Our New Volatility Laboratory

Recent turmoil in the financial markets has been accompanied by daily volatility reaching unprecedented levels. (The chart DJIA Volatility illustrates the daily point volatility for the DJIA estimated from a simple GARCH model. n.b. This chart was prepared during the day, so the "current" levels indicated numerically do not represent the "end of day" levels.)

The level of volatility enters into our trading strategy in several places. Firstly, if we are risk averse, then our asset price change forecasts must be weighed against a risk metric when we decide whether or not to trade. Most likely this risk metric will scale in some way with the level of volatility. If we do not dynamically alter our risk metric to take account of the current levels of volatility then we will fail to maintain the same risk/reward ratio (or signal-to-noise ratio) in volatilite times that we have in quiescent times. This will act to deteriorate the Sharpe Ratio of the trading strategy. To pick a guady metaphore, when one hears the noise of the waterfall ahead one should start to paddle less swiftly.

Secondly, if our forecasting procedure involves variables in lagged returns; or, cross-sectional dispersive measures; or, implied volatilities; or such like factors; then, our alpha itself will scale in some way with the level of volatility and so it itself will become larger in magnitude during volatile times.

Canonical "Modern Portfolio Theory" explicitly specifies that the ideal portfolio should be linear in the product of the inverse of the covariance matrix into the vector of forecasts.
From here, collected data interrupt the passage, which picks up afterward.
Issue #512, opened 2023-03-09
Agent RPC migration


tegefaulkes:
### Specification

Similar to MatrixAI/Polykey#509 but separate enough to be it's own issue/PR. We need to migrate the agent-agent communication to make use of the new agnostic RPC and quic system being developed.  Thankfully there are much fewer agent-agent handlers we need to migrate but they tend to be more complicated.

Some complications that need to be addresses is the the git pull and clone logic. They need to be updated to make use of the raw streams. The raw stream feature may need to be expanded to support this.

This is currently blocked by the quic system. 

Part of migrating the agent, the `network` and `GRPC` domains should be removed. Any code still depending on them need to be updated to the new systems.

We need to spec out how we want to handle the common elements between the client and agent RPC. They will end up sharing middleware, message data structure and metadata structure. These things should be kept in a common location but the `RPC` domain isn't appropriate.

### Additional context

* Related MatrixAI/Polykey#509 
* Related MatrixAI/Polykey#249 
* Related MatrixAI/Polykey#495 
* Related MatrixAI/js-rpc#5 
* Related MatrixAI/Polykey#510 

### Tasks

1. migrate handlers to the new RPC system
2. migrate tests
3. update RPC usage within the code
4. Remove any old GRPC or network code. GRPC domain should be fully removed at this point. Not sure about network.

tegefaulkes:
This one will take much less time compared to the client migration since there are much less handlers to migrate. At the same time we need to work out some things with the git handlers. They need to be implemented with the raw handlers and possibly need some features added to it to support middlware.

For timing this is blocked by the quic changes but doesn't strictly require them to get started, just to run it.

tegefaulkes:
There are going to be common elements used between the agent RPC and the client RPC. This stuff should be kept to a common domain. The specifics of this need to be worked out during this issue.

https://github.com/MatrixAI/Polykey/pull/513#discussion_r1156720526

tegefaulkes:
When migrating the agent handlers, we need to update them to use the CTX and timeouts.

CMCDragonkai:
Since closing MatrixAI/Polykey#466:

Very important to review also the client RPC to ensure deadlines are also applied too.

On the server side, handlers that are asynchronous should have a deadline propagated into asynchronous subcalls.

tegefaulkes:
There are a few stages to this one. 

1. Migrate the agent handlers to the agnostic RPC.
[...]

PR #513, opened 2023-03-14
RPC timeout implementation

### LINKED ISSUE #510: Add timeout support to the Agnostic RPC system
### Specification

We need to support default and client supplied timeouts for the RPCServer handlers.

We need to support some features with this.
* User can provide a timeout when making a client call
* Client calls have default timeouts,
* When a client times out the connection is immediately ended with a timeout code.
* Handlers are provided with a timeout timer as a `TimedCancellable` context
* Handlers have a default timeout provided 
* Handler timeout can be overridden by the client supplied value but only if it's less than the default.
* When a handler times out is the abort is advisory and then the connection is forced closed after a small delay.

I need to do some prototyping with how I want to implement this. We have two options. 
1. The RPC system supports timeouts directly.
2. RPC system allows timeouts to be supplied via the middleware.

Note that the raw handlers don't support the middleware, It's pretty low level in that respect. So raw handlers wouldn't support timeouts with option 2. Conversely Option 1 means adding a timeout field to the RPC messages since by design the RPC system doesn't interpret or apply constraints to the params.

Given some constraints the first option would mean the timeout feature is always available and enforced. The second option means it's up to the implementation of the middleware and handlers to enforce it.  I need to weigh both options after some prototyping. I'm leaning towards option 1, but It may require appending a field to the JSONRPC  request message format.

##### `RPCServer` changes

1. Two parameters have been added to the `RPCServer` when creating it. These are `defaultTimeout` and `forceEndDelay`. `defaultTimeout` sets the default amount of time before a handler times out and an abort signal is sent. Since this signal is advisory the `forceEndDelay` (name subject to change) sets the time between the signal and the streamPair being directly aborted. 
2. When handling a stream a timeout timer is created sends a timeout abort to the abort controller. When created it is started with a delay of `defaultTimeout`. When a handler is selected the timer is `reset` with the provided timeout for the handler if is is less than the default. If none is set then the timer is just `refresh`-ed. 
3. The duplex handler and by extension the other 3 basic handler types will refresh the timeout timer every time a message is sent or received. This is not done by the raw handler for now. A raw handler can directly affect the timeout timer by refreshing or resetting it.
4. The handlers have a timeout parameter that can be set when implementing the handler. This will be used as the timeout if it defined and less than the `RPCServer` `defaultTimeout` that was provided.
5. The `signal` and `timer` are provided to the handlers as a `ctx: ContextTimed`. The timer can be `refresh`-ed or `reset(delay)` or even `cancel(reason)`. This gives us the freedom to override the timeout behaviour from the handlers if we want that. If that is not desired, we can reduce the functionality by casting it with a more restrictive interface.

### Additional context

* Related #466
* Related #450
* Related #243

### Tasks

1. `RPCServer` handle timeouts and provide them to the handlers
3. `RPCClient` takes a timeout value or default and force closes the connection when exceeded.
4. `RPCClient` can communicate it's timeout to the `RPCServer`.

### LINKED ISSUE #516: Importing `@streamparser/json` results in error when using `tsc` or `jest` relying on `tsc`
### Specification

As part of #249 we're using a JSON stream parser to parse the JSONRPC messages. There seems to be a problem with this library specifically where we can't import it with the `import` keyword. So far a work around has been to import it with `const jsonStreamParsers = require('@streamparser/json');`. 

We need to import it with `import { JSONParser } from '@streamparser/json';`. but currently doing so results in a `TS2307: Cannot find module '@streamparser/json' or its corresponding type declarations.` error.

So far I haven't been able to determine why the usual import isn't working. From what I can tell it's using conditional exports within it's `package.json` file for specifying the exports. This may be related?

### Additional context

* Related #509 

### Tasks

1. determine the cause of the import error.
2. find a fix to import the stream parser using the `import` keyword.

tegefaulkes:
### Description

This PR handles adding the timeout features to the agnostic RPC system

### Issues Fixed

* Fixes #510 
* Fixes #516 

### Tasks

- [x] 1. Update `RPCServer` to support timeouts.
- [x] 2. Update `RPCClient` to support timeouts.
- [x] 3. Update client handlers to make use of the new cancellation/timeout `ctx`.
- ~5. Update agentHandlers to make use of the new cancellation/timeout `ctx`.~ This is blocked by #512 
- [x] 6. Support communicating timeouts between `RPCClient` and `RPCServer`. support updating the timeouts based on these communicated values.
- [x] 7. Update `WebSocketClient` to take a `ctx: ContextTime` and allow it to abort the current connection.

### Final checklist

* [x] Domain specific tests
* [x] Full tests
* [x] Lint fixed
* [x] Squash and rebased

### DIFF
--- a/src/PolykeyAgent.ts
+++ b/src/PolykeyAgent.ts
@@ -57,9 +57,9 @@ type NetworkConfig = {
   clientHost?: Host;
   clientPort?: Port;
   maxReadBufferBytes?: number;
-  idleTimeout?: number;
-  pingInterval?: number;
-  pingTimeout?: number;
+  idleTimeoutTime?: number;
+  pingIntervalTime?: number;
+  pingTimeoutTime?: number;
 };
 
 interface PolykeyAgent extends CreateDestroyStartStop {}
@@ -193,7 +193,7 @@ class PolykeyAgent {
       ...config.defaults.nodeConnectionManagerConfig,
       ...utils.filterEmptyObject(nodeConnectionManagerConfig),
     };
-    const _networkConfig = {
+    const networkConfig_ = {
       ...config.defaults.networkConfig,
       ...utils.filterEmptyObject(networkConfig),
     };
@@ -454,13 +454,13 @@ class PolykeyAgent {
           connectionCallback: (streamPair) =>
             rpcServerClient!.handleStream(streamPair, {}),
           fs,
-          host: _networkConfig.clientHost,
-          port: _networkConfig.clientPort,
+          host: networkConfig_.clientHost,
+          port: networkConfig_.clientPort,
           tlsConfig,
-          maxReadBufferBytes: _networkConfig.maxReadBufferBytes,
-          idleTimeout: _networkConfig.idleTimeout,
-          pingInterval: _networkConfig.pingInterval,
-          pingTimeout: _networkConfig.pingTimeout,
+          maxReadableStreamBytes: networkConfig_.maxReadBufferBytes,
+          connectionIdleTimeoutTime: networkConfig_.idleTimeout,
+          pingIntervalTime: networkConfig_.pingIntervalTime,
+          pingTimeoutTime: networkConfig_.pingTimeoutTime,
           logger: logger.getChild('WebSocketServer'),
         }));
       grpcServerAgent =
--- a/src/PolykeyAgent.ts
+++ b/src/PolykeyAgent.ts
@@ -56,10 +56,13 @@ type NetworkConfig = {
   // RPCServer for client service
   clientHost?: Host;
   clientPort?: Port;
-  maxReadBufferBytes?: number;
-  idleTimeoutTime?: number;
+  maxReadableStreamBytes?: number;
+  connectionIdleTimeoutTime?: number;
   pingIntervalTime?: number;
   pingTimeoutTime?: number;
+  handlerTimeoutTime?: number;
+  handlerTimeoutGraceTime?: number;
+  clientParserBufferByteLimit?: number;
 };
 
 interface PolykeyAgent extends CreateDestroyStartStop {}
@@ -439,8 +442,11 @@ class PolykeyAgent {
           }),
           middlewareFactory: rpcUtilsMiddleware.defaultServerMiddlewareWrapper(
             clientUtilsMiddleware.middlewareServer(sessionManager, keyRing),
+            networkConfig_.clientParserBufferByteLimit,
           ),
           sensitive: false,
+          handlerTimeoutTime: networkConfig_.handlerTimeoutTime,
+          handlerTimeoutGraceTime: networkConfig_.handlerTimeoutGraceTime,
           logger: logger.getChild('RPCServerClient'),
         });
       }
@@ -451,14 +457,14 @@ class PolykeyAgent {
       webSocketServerClient =
         webSocketServerClient ??
         (await WebSocketServer.createWebSocketServer({
-          connectionCallback: (streamPair) =>
-            rpcServerClient!.handleStream(streamPair),
+          connectionCallback: (rpcStream) =>
+            rpcServerClient!.handleStream(rpcStream),
           fs,
           host: networkConfig_.clientHost,
           port: networkConfig_.clientPort,
           tlsConfig,
-          maxReadableStreamBytes: networkConfig_.maxReadBufferBytes,
-          connectionIdleTimeoutTime: networkConfig_.idleTimeout,
+          maxReadableStreamBytes: networkConfig_.maxReadableStreamBytes,
+          connectionIdleTimeoutTime: networkConfig_.connectionIdleTimeoutTime,
           pingIntervalTime: networkConfig_.pingIntervalTime,
           pingTimeoutTime: networkConfig_.pingTimeoutTime,
           logger: logger.getChild('WebSocketServer'),
--- a/src/PolykeyAgent.ts
+++ b/src/PolykeyAgent.ts
@@ -452,7 +452,7 @@ class PolykeyAgent {
         webSocketServerClient ??
         (await WebSocketServer.createWebSocketServer({
           connectionCallback: (streamPair) =>
-            rpcServerClient!.handleStream(streamPair, {}),
+            rpcServerClient!.handleStream(streamPair),
           fs,
           host: networkConfig_.clientHost,
           port: networkConfig_.clientPort,
@@ -775,7 +775,7 @@ class PolykeyAgent {
         host: _networkConfig.clientHost,
         port: _networkConfig.clientPort,
         connectionCallback: (streamPair) =>
-          this.rpcServerClient.handleStream(streamPair, {}),
+          this.rpcServerClient.handleStream(streamPair),
       });
       // Agent server
       await this.grpcServerAgent.start({
--- a/src/PolykeyAgent.ts
+++ b/src/PolykeyAgent.ts
@@ -12,8 +12,8 @@ import { DB } from '@matrixai/db';
 import { CreateDestroyStartStop } from '@matrixai/async-init/dist/CreateDestroyStartStop';
 import RPCServer from './rpc/RPCServer';
 import WebSocketServer from './websockets/WebSocketServer';
-import * as rpcMiddlewareUtils from './rpc/utils/middleware';
-import * as clientMiddleware from './client/utils/middleware';
+import * as rpcUtilsMiddleware from './rpc/utils/middleware';
+import * as clientUtilsMiddleware from './client/utils/middleware';
 import { WorkerManager } from './workers';
 import * as networkUtils from './network/utils';
 import KeyRing from './keys/KeyRing';
@@ -437,8 +437,8 @@ class PolykeyAgent {
             sessionManager: sessionManager,
             vaultManager: vaultManager,
           }),
-          middlewareFactory: rpcMiddlewareUtils.defaultServerMiddlewareWrapper(
-            clientMiddleware.middlewareServer(sessionManager, keyRing),
+          middlewareFactory: rpcUtilsMiddleware.defaultServerMiddlewareWrapper(
+            clientUtilsMiddleware.middlewareServer(sessionManager, keyRing),
           ),
           sensitive: false,
           logger: logger.getChild('RPCServerClient'),
--- a/src/PolykeyAgent.ts
+++ b/src/PolykeyAgent.ts
@@ -12,8 +12,8 @@ import { DB } from '@matrixai/db';
 import { CreateDestroyStartStop } from '@matrixai/async-init/dist/CreateDestroyStartStop';
 import RPCServer from './rpc/RPCServer';
 import WebSocketServer from './websockets/WebSocketServer';
-import * as middlewareUtils from './rpc/utils/middleware';
-import * as authMiddleware from './client/utils/authenticationMiddleware';
+import * as rpcMiddlewareUtils from './rpc/utils/middleware';
+import * as clientMiddleware from './client/utils/middleware';
 import { WorkerManager } from './workers';
 import * as networkUtils from './network/utils';
 import KeyRing from './keys/KeyRing';
@@ -437,11 +437,8 @@ class PolykeyAgent {
             sessionManager: sessionManager,
             vaultManager: vaultManager,
           }),
-          middlewareFactory: middlewareUtils.defaultServerMiddlewareWrapper(
-            authMiddleware.authenticationMiddlewareServer(
-              sessionManager,
-              keyRing,
-            ),
+          middlewareFactory: rpcMiddlewareUtils.defaultServerMiddlewareWrapper(
+            clientMiddleware.middlewareServer(sessionManager, keyRing),
           ),
           sensitive: false,
           logger: logger.getChild('RPCServerClient'),
--- a/src/bin/agent/CommandLockAll.ts
+++ b/src/bin/agent/CommandLockAll.ts
@@ -58,7 +58,7 @@ class CommandLockAll extends CommandPolykey {
           logger: this.logger.getChild(WebSocketClient.name),
         });
         pkClient = await PolykeyClient.createPolykeyClient({
-          streamFactory: () => webSocketClient.startConnection(),
+          streamFactory: (ctx) => webSocketClient.startConnection(ctx),
           nodePath: options.nodePath,
           manifest: clientManifest,
           logger: this.logger.getChild(PolykeyClient.name),
--- a/src/bin/identities/CommandPermissions.ts
+++ b/src/bin/identities/CommandPermissions.ts
@@ -56,7 +56,7 @@ class CommandPermissions extends CommandPolykey {
           logger: this.logger.getChild(WebSocketClient.name),
         });
         pkClient = await PolykeyClient.createPolykeyClient({
-          streamFactory: () => webSocketClient.startConnection(),
+          streamFactory: (ctx) => webSocketClient.startConnection(ctx),
           nodePath: options.nodePath,
           manifest: clientManifest,
           logger: this.logger.getChild(PolykeyClient.name),
--- a/src/client/handlers/gestaltsGestaltList.ts
+++ b/src/client/handlers/gestaltsGestaltList.ts
@@ -22,8 +22,8 @@ class GestaltsGestaltListHandler extends ServerHandler<
     yield* db.withTransactionG(async function* (
       tran,
     ): AsyncGenerator<ClientRPCResponseResult<GestaltMessage>> {
+      if (ctx.signal.aborted) throw ctx.signal.reason;
       for await (const gestalt of gestaltGraph.getGestalts(tran)) {
-        if (ctx.signal.aborted) throw ctx.signal.reason;
         const gestaltMessage: GestaltMessage = {
           gestalt: {
             matrix: {},
@@ -35,13 +35,11 @@ class GestaltsGestaltListHandler extends ServerHandler<
         const newGestalt = gestaltMessage.gestalt;
         newGestalt.identities = gestalt.identities;
         for (const [key, value] of Object.entries(gestalt.nodes)) {
-          if (ctx.signal.aborted) throw ctx.signal.reason;
           newGestalt.nodes[key] = {
             nodeId: nodesUtils.encodeNodeId(value.nodeId),
           };
         }
         for (const keyA of Object.keys(gestalt.matrix)) {
-          if (ctx.signal.aborted) throw ctx.signal.reason;
           let record = newGestalt.matrix[keyA];
           if (record == null) {
             record = {};
@@ -51,6 +49,7 @@ class GestaltsGestaltListHandler extends ServerHandler<
             record[keyB] = null;
           }
         }
+        if (ctx.signal.aborted) throw ctx.signal.reason;
         yield gestaltMessage;
       }
     });
--- a/src/client/handlers/gestaltsGestaltList.ts
+++ b/src/client/handlers/gestaltsGestaltList.ts
@@ -13,14 +13,17 @@ class GestaltsGestaltListHandler extends ServerHandler<
   ClientRPCRequestParams,
   ClientRPCResponseResult<GestaltMessage>
 > {
-  public async *handle(): AsyncGenerator<
-    ClientRPCResponseResult<GestaltMessage>
-  > {
+  public async *handle(
+    input_,
+    connectionInfo_,
+    ctx,
+  ): AsyncGenerator<ClientRPCResponseResult<GestaltMessage>> {
     const { db, gestaltGraph } = this.container;
     yield* db.withTransactionG(async function* (
       tran,
     ): AsyncGenerator<ClientRPCResponseResult<GestaltMessage>> {
       for await (const gestalt of gestaltGraph.getGestalts(tran)) {
+        if (ctx.signal.aborted) throw ctx.signal.reason;
         const gestaltMessage: GestaltMessage = {
           gestalt: {
             matrix: {},
@@ -32,11 +35,13 @@ class GestaltsGestaltListHandler extends ServerHandler<
         const newGestalt = gestaltMessage.gestalt;
         newGestalt.identities = gestalt.identities;
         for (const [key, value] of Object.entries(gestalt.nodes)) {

This quantity, whether expressed in price change space or return space or some other manner, is not dimensionless (it has the dimension of quantity/forecast e.g. contracts/dollar) and will therefore scale inversely with the level of volatility.

So theory often tells risk averse traders to take some account of volatility when making their trade decision. However, in practice I've often found it difficult to show the actual benefit of such considerations as an empirical reality. But one problem with econometric analysis of financial markets is that the data does not do a good job of exploring the available ranges of empirically important variables. Interest rates, for example, can stay in a similar range for years. This, as we see from the DJIA chart referenced above, is also true for volatility.

Now, in stark contrast, volatility has broken into a wholly new region of phase space. Now we can actually compare decisions made in times of radically high volatility with those made in more quiet times. Of course, this analysis still has a temporal bias --- for we only have one such region of high volatility and during that time the markets fell dramatically --- so we must maintain caution as to what we do with this dataset but, nevertheless, we have a new volatility laboratory to work in.